In this talk, we consider the question of approximating compressibility of a string with respect to a fixed compression scheme, in sublinear time. We will concentrate on the run-length encoding and a version of Lempel-Ziv as our example compression schemes. We present algorithms and lower bounds for approximating compressibility with respect to both schemes.
The second problem we consider is approximating the support size of a distribution from a small number of samples, when each element in the distribution’s support appears with probability at least 1/n. Our motivation is tight relationship between this problem and estimating compressibility with respect to Lempel-Ziv. However, estimating distribution support size is also considered in other areas of computer science along with an important variant, estimating the number of distinct elements in a sequence of length n.

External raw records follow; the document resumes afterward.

PR #807, opened 2025-03-15
Initial commit of PointerEvent

dmjio:
- Introduces 'move', 'out', 'cancel', 'enter', 'down', etc. for pointer
- Defines PointerEvent type, pointerDecoder
- Move svg an simple examples to PointerEvent


dmjio:
@georgefst

PR #811, opened 2025-03-16
Allow Components to sample each other's local state.

dmjio:
- Allows child components to sample a parent component's state
- Saves each component's local state into an `IORef` that gets updated during the event loop post-diffing.
- If the component being sampled is not currently mounted a `Nothing` is returned.
- Adds example usage of `sample` to components
- Consider `MonadFail` instead of `Maybe`


dmjio:
@georgefst

PR #162, opened 2022-04-15
Fix CI test

jcs090218:
I have recently created a tool named [Eask](https://github.com/emacs-eask/eask). It's similar to Cask, but it has a better cross-platform capability. It tests your package/configuration in a much more consistent way.

This patch does the following:

1. Replace Cask with Eask
2. Add test for Emacs 28.1
3. `build.yml` now has only one job (merged unix + windows)
4. Fix test in `windows-latest`

### DIFF
--- a/.github/workflows/build.yml
+++ b/.github/workflows/build.yml
@@ -9,14 +9,14 @@ on:
   workflow_dispatch:
 
 jobs:
-  unix-build:
+  build:
     runs-on: ${{ matrix.os }}
     strategy:
       fail-fast: false
       matrix:
         os: [ubuntu-latest, macos-latest, windows-latest]
         experimental: [false]
-        emacs: [26.1, 26.2, 26.3, 27.1, 27.2, 28.1]
+        emacs_version: [26.1, 26.2, 26.3, 27.1, 27.2, 28.1]
         include:
         - emacs: snapshot
           experimental: true
--- a/.github/workflows/build.yml
+++ b/.github/workflows/build.yml
@@ -18,13 +18,13 @@ jobs:
         experimental: [false]
         emacs-version: [26.1, 26.2, 26.3, 27.1, 27.2, 28.1]
         include:
-        - emacs: snapshot
+        - emacs-version: snapshot
           experimental: true
           os: ubuntu-latest
-        - emacs: snapshot
+        - emacs-version: snapshot
           experimental: true
           os: macos-latest
-        - emacs: snapshot
+        - emacs-version: snapshot
           experimental: true
           os: windows-latest
     continue-on-error: ${{ matrix.experimental }}
--- a/.github/workflows/build.yml
+++ b/.github/workflows/build.yml
@@ -45,7 +45,7 @@ jobs:
 
       - uses: actions/setup-node@v2
         with:
-          node-version: '14'
+          node-version: '16'
 
       - uses: emacs-eask/setup-eask@master
         with:
--- a/.github/workflows/build.yml
+++ b/.github/workflows/build.yml
@@ -16,7 +16,7 @@ jobs:
       matrix:
         os: [ubuntu-latest, macos-latest, windows-latest]
         experimental: [false]
-        emacs_version: [26.1, 26.2, 26.3, 27.1, 27.2, 28.1]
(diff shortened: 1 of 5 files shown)


jcs090218:
@josteink Can you take a look at this PR as well? Only when you have time! :)

.github/workflows/build.yml
```diff
@@ -9,71 +9,49 @@ on:
...
-          python-version: "3.6"
-          architecture: "x64"
+          version: ${{ matrix.emacs-version }}
 
-      - uses: purcell/setup-emacs@master
+      - uses: jcs090218/setup-emacs-windows@master
+        if: matrix.os == 'windows-latest'
         with:
-          version: ${{ matrix.emacs }}
+          version: ${{ matrix.emacs-version }}
```
josteink, line 44: Not that I'm eager for an impenetrable layer of sub-tasks, but could this dispatch be delegated into its own single task which uses this approach to create a single, working cross-platform bootstrapping-task, which again depends on these two different setup-tasks?

Or does GitHub actions not support such a construction? 🙂

josteink: I'm thinking something like:

    - uses: jcs/setup-emacs-xplat
      - with:
        os: matrix.os
        version: matrix.emacs-version

.github/workflows/build.yml
```diff
@@ -9,71 +9,49 @@ on:
...
-  #         version: ${{ matrix.emacs }}
-
-  #     - uses: conao3/setup-cask@master
-  #       with:
-  #         version: 0.8.4
-
-  #     - name: Run a multi-line script
-  #       run: |
-  #         emacs --version
-  #         make test
```
josteink, line 79: Delete, rather than comment out. We have version-control 😉

josteink (commented):
On the phone so can't do full review now. I'll check back later.

.github/workflows/build.yml
jcs090218: I guess those are deleted. :)

.github/workflows/build.yml
jcs090218: I am using `if:` statement,

```yml
      - uses: jcs090218/setup-emacs-windows@master
        if: matrix.os == 'windows-latest'
        with:
          version: ${{ matrix.emacs-version }}
```

Would this be sufficient?

jcs090218:
You can checkout my branch and see the full implementation https://github.com/jcs-PR/typescript.el/tree/ci. Or we can wait until you can use your PC. ;)

.github/workflows/build.yml
josteink: I was thinking it would be nice if we had a single task which could bootstrap emacs for any platform based on a parameter, instead of repeating the same if's and else's in all the GitHub actions definition YML-files.

Such that the **whole** process (from a single package perspective becomes):

      - uses: jcs090218/setup-emacs-xplat
        - with:
          os: matrix.os
          version: matrix.emacs-version

Rather than:

      - uses: purcell/setup-emacs@master
        if: matrix.os == 'ubuntu-latest' || matrix.os == 'macos-latest'
        with:
          python-version: "3.6"
          architecture: "x64"
          version: ${{ matrix.emacs-version }}

      - uses: jcs090218/setup-emacs-windows@master
        if: matrix.os == 'windows-latest'
        with:
          version: ${{ matrix.emacs-version }}

That said, if it's hard to do, it's not that big a deal. Just trying to avoid needless repetition that's all :)

jcs090218: Unfortunately, this is currently impossible in the Yaml file. We would need to contribute to the action repository (either `setup-emacs-windows` or `setup-emacs`) to have them support other missing platforms.

I might create a new action in the near future by merging the two actions into one, so then we could clean this up! :)

.github/workflows/build.yml
```diff
@@ -9,71 +9,49 @@ on:
...
+        if: matrix.os == 'windows-latest'
         with:
-          version: ${{ matrix.emacs }}
+          version: ${{ matrix.emacs-version }}
 
-      - uses: conao3/setup-cask@master
+      - uses: actions/setup-node@v2
         with:
-          version: 0.8.4
+          node-version: '14'
```
josteink, line 48: Same comment about Node here. Might as well settle for the latest LTS version 🙂

PR #163, opened 2022-04-21
Use merged setup-emacs action

jcs090218:
From the previous comment in #162, I have created the [jcs090218/setup-emacs](https://github.com/jcs090218/setup-emacs). It should automatically pick up the right Emacs to install on each platform.


josteink:
Nice! Merged! 🤠

PR #165, opened 2022-06-16
added: infer keyword

Ruzie:
In ts `infer` keyword is being used to describe ts compiler about that all types declared by user are explicit, in conditional way or returntype
https://www.typescriptlang.org/docs/handbook/2/conditional-types.html


josteink:
Thanks. Looks solid to me. 

Consider it merged 🙂

PR #167, opened 2022-06-30
feat(fontlock): fontify the variable and type in typeguard

Fuco1:
Fontify the variable and type in a type guard.

Before 

image

After

image

### DIFF
--- a/typescript-mode-general-tests.el
+++ b/typescript-mode-general-tests.el
@@ -506,6 +506,19 @@ function foo<Z, Y, Z & Y, Z | Y | Z, Y<X<X, Y>>>()\n"
       "type Thing = number;"
     (should (eq (get-face-at "Thing") 'font-lock-type-face))))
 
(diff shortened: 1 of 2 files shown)


josteink:
Without delving too deep into the code, it looks like a useful improvement. 

Would you be able to add tests for it, so once committed, we know it will keep working? 🙂

Fuco1:
Now looking at this, maybe the `is` should be fontified as keyword as well?

This is from VS Code where the `is` has the same face as the `function` (so keyword)

image

Fuco1:
I will add tests, no problem.

josteink:
Sounds great. Fontifying “is” makes perfectly sense to me.

Fuco1:
You have really neat testing setup for font-locking.  I'm loving the macros :)

josteink (approved):

josteink:
Looks great. Thanks for this PR :)

PR #168, opened 2022-06-30
fix(fontlock): fontify parameters in multiline arglist

Fuco1:
Fix the anchored matcher to allow for multi-line arg list.  I will add tests if we decide to go forward with this change.

Before 
image

after 

image


josteink:
Hey. Seems like we’re still missing some test-cases for the new syntax highlighting you’re adding support for here. 

Let me know when you think this is ready for review!

Fuco1:
I added more test cases and also removed the `continued formal parameter list` rule because it is now covered by the other anchored matcher.  All existing tests pass without it as well and visually I can't tell a difference in the buffer.

josteink:
Simplifications are always welcome. And especially with more tests. Consider it merged!

PR #170, opened 2022-07-08
feat(fontlock): fontify arrow fn arguments

Fuco1:
Fontify the variables in arrow function argument lists.  

Probably won't work 100% because parsing with regexps is hard but 80/20 applies.

Before

image

After

image


Fuco1:
I got around to do class methods as well

image

Also made sure keywords are still fontified as variables when in variable context

image

josteink:
This change is above my paygrade to review, but from what I can tell you've added test-cases and none of the existing one are failing.

Looks good to me, I guess? :laughing:

PR #171, opened 2022-07-09
fix(fontlock): fontify return type in a function type definition

Fuco1:
Fontify as type the `SomeType` in the following:

```typescript
const f: () => SomeType = () => {};
```

Before

image

After

image


josteink:
Looks good to me!

PR #172, opened 2022-07-09
fix(fontlock): do not fontify function calls as keywords

### LINKED ISSUE #103: Function keyword highlight incorrect.
If the function name the same as the keyword, the function also get highlighted.

### Screenshot ###
ts-mode-bug

Fuco1:
If a method/function is named same as keyword or built-in, it should
still be fontified as method/function call.

Before

image

After

image

Fixes #103


josteink:
Tested and looks good to me! Thanks for another fine PR :smile:

PR #173, opened 2022-07-09
fix(fontlock): do not fontify builtins in object/interface key context

Fuco1:
Before

image

After

image


josteink:
I see you’re putting in lots of effort to improve typescript-mode, which is great!

Unfortunately I’m on vacation and won’t be able to review them for the next 2-3 weeks. 

So don’t count lack if feedback as disinterest, but I don’t have a laptop with me, and have more important things to do right now 😉

josteink:
Tested and looks good to me. Consider it merged!

PR #175, opened 2022-08-05
fix(fontlock): only re-fontify method calls with reserved words

### LINKED ISSUE #174: Incorrect highlighting of keywords on latest commit
Keywords such as `if` or `for` are highlighted as functions when standalone or  in comments.

Test the following:
```typescript
if (true) { // if highlights as a function
}

for (const x in y) { // for highlights as a function
}

// same with the below
// if (true) {  
// }

// for (const x in y) {
// }

// foo bar object
```

For me the word `object` is highlighted as a function when in a comment.

Possibly caused by #172

Fuco1:
Functions can not be called after a reserved word such as `if` or
`delete`, however methods can.  Only re-apply fontification on
methods.

Fixes #174

### DIFF
--- a/typescript-mode-general-tests.el
+++ b/typescript-mode-general-tests.el
@@ -397,15 +397,19 @@ snake_cased_function(1, 2, 3)"
       (("<" ">" ",") . nil))))
 
 (ert-deftest font-lock/method-call-with-keyword-name ()
-  "If the name of the function/method is a keyword, it should still be highlighted as function."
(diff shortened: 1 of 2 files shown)


josteink (approved):

josteink:
Thanks! It has better test coverage and build is still green. 

Consider it merged!

Fuco1:
For the future reference: this patch basically undid my previous "fix" and only applied it on methods, as it makes no sense on functions since those are protected by typescript itself (so nobody would write such code).

PR #176, opened 2022-08-08
fix(fontlock): fix special forms/ternary mistaken for method declarations

Fuco1:
Sometimes a special form such as

    if (...) {..}

or a ternary

    a ? b(...) : c

might look like a method declaration and then the insides of the
parentheses get fontified as variables.  Here we add a heuristic to
discard these cases.  It's not 100% but works in most real-life
situations.

Before: 

image

After: (they are fontified normally :D)

### DIFF
--- a/typescript-mode-general-tests.el
+++ b/typescript-mode-general-tests.el
@@ -846,6 +846,22 @@ bbb: Bar,
     (should (eq (get-face-at "aaa") 'font-lock-variable-name-face))
     (should (eq (get-face-at "bbb") 'font-lock-variable-name-face))))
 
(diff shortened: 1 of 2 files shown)


Fuco1:
@josteink friendly ping :)

josteink:
Unit-tests, code comments, documentation of HACK…

How can I resist such a proper PR? Consider it merged 🙂

josteink:
PS: you’ve heard about the tree-sitter based rewrite where all these hacks are no longer needed, right? 😅

Fuco1:
Yea I'm aware, maybe I should help out with that. But for now, this is good :D

PR #524, opened 2019-03-25
Env variable

mahmoodw:
resolves #172044

Summary of proposed changes:
-  Introduces WORKBUF_TRSM_B_CHNK environment variable to let user decide amount of pre-allocated handle memory
-  Replace hipMemsetAsync with rocblas_tritri_batched_fill


leekillough:
We need to get a handle on this device memory allocation problem, and not simply supply ad hoc one-off solutions for a fire.

The solution should be BLAS-wide, not specific to TRSM, and thus not use TRSM in the environment variable name. It should be general and flexible. It should not affect the API when practical, since it's an out-of-band issue which should use out-of-band solutions.

Adding this environment variable locks us down further into a particular solution, making it harder to backtrack later when designing the correct solution BLAS-wide.

See SWDEV-180330.

PR #538, opened 2019-04-11
avoid NaN propagation in gemv when beta==0

amcamd:
resolves swdev-178779

- make gemv comply with reference implementation by not allowing NaN in y vector to propagate when beta = 0


bragadeesh:
@amcamd , can you also add a testcase for this, thanks

leekillough:
> 
> 
> @amcamd , can you also add a testcase for this, thanks

See https://github.com/ROCmSoftwarePlatform/rocBLAS/pull/539

amcamd:
Confirmed that gemv tests in #539 pass, so this PR can be merged

PR #539, opened 2019-04-12
Add NaN tests to GEMV and GEMM*

leekillough:
Adds NaN tests for gemv, gemm, and gemm_ex.


leekillough:
> 
> 
> install.sh changes LGTM.

Moved to #540 since it's really separate issue and we're still seeing NaN failures with this PR.

PR #547, opened 2019-05-03
add logic for mlperf transform sizes

wbgilmartin:
resolves SWDEV-182072

This updates the logic files which includes tuning for the transformation sizes in swdev-182072.

We see performance gains in most of the cases ranging from a modest 4% gains to 20% gain for the non strided cases and over 200% for the strided cases.

most of the lager sizes a showing efficiency above 85% with peek performance 93.2%


mahmoodw:
LGTM 
* I need to fix the massage script and some files after the merge to avoid duplicate LdcEqualsLdd flags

For all three problems (distribution support, distinct elements and Lempel-Ziv compressibility), we prove a nearly linear (in n) lower bound on the query complexity, applicable even for approximation with additive error. At the heart of the lower bound is a construction of two positive integer random variables, X and Y, with very different expectations and the following condition on the first k moments: E[X]/E[Y] = E[X2]/E{Y2] = … = E[X^k]/E[Y^k]. Our lower bound method is also applicable to other problems. In particular, it gives a new lower bound for the sample complexity of approximating the entropy of a distribution.
Based on joint work with Dana Ron, Ronitt Rubinfeld and Adam Smith, published in RANDOM 2007 and joint work with Dana Ron, Amir Shpilka and Adam Smith, published in FOCS 2007.